Records to use =
PR #4796, opened 2025-07-15
mockgcp: add test for gcloud iam service-accounts keys

justinsb:
- **mockgcp: create test for gcloud service-accounts keys**
  

- **golden output for iam serviceaccount keys test**
  

- **mockgcp: initial support for service account keys**

### DIFF
--- a/mockgcp/mockcompute/testdata/computebackendbuckets/crud/_http.log
+++ b/mockgcp/mockcompute/testdata/computebackendbuckets/crud/_http.log
@@ -70,7 +70,7 @@ X-Xss-Protection: 0
 
 ---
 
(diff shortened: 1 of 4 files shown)


justinsb:
> The IAM part looks great. But I don't fully get why the url replacement is related. If that's a normalize fix, can you put that in a separate PR? I have some follow up questions.

Once we put the replacement into normalize.go and made sure that applied to URLs, it started correctly replacing placeholders in URLs.  So a little bit broader than we would have ideally, but I think it is correct and not easily separable.

acpana:
/hold I'll leave it up to you if you want to merge & follow up on any items with Yuwen

This LGTM! Thanks for adding the mocks 🥇 

/lgtm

Aim of the task = An exact copy of the listing above is what this exercise asks for.

Exercise result =
PR #4796, opened 2025-07-15
mockgcp: add test for gcloud iam service-accounts keys

justinsb:
- **mockgcp: create test for gcloud service-accounts keys**
  

- **golden output for iam serviceaccount keys test**
  

- **mockgcp: initial support for service account keys**

### DIFF
--- a/mockgcp/mockcompute/testdata/computebackendbuckets/crud/_http.log
+++ b/mockgcp/mockcompute/testdata/computebackendbuckets/crud/_http.log
@@ -70,7 +70,7 @@ X-Xss-Protection: 0
 
 ---
 
(diff shortened: 1 of 4 files shown)


justinsb:
> The IAM part looks great. But I don't fully get why the url replacement is related. If that's a normalize fix, can you put that in a separate PR? I have some follow up questions.

Once we put the replacement into normalize.go and made sure that applied to URLs, it started correctly replacing placeholders in URLs.  So a little bit broader than we would have ideally, but I think it is correct and not easily separable.

acpana:
/hold I'll leave it up to you if you want to merge & follow up on any items with Yuwen

This LGTM! Thanks for adding the mocks 🥇 

/lgtm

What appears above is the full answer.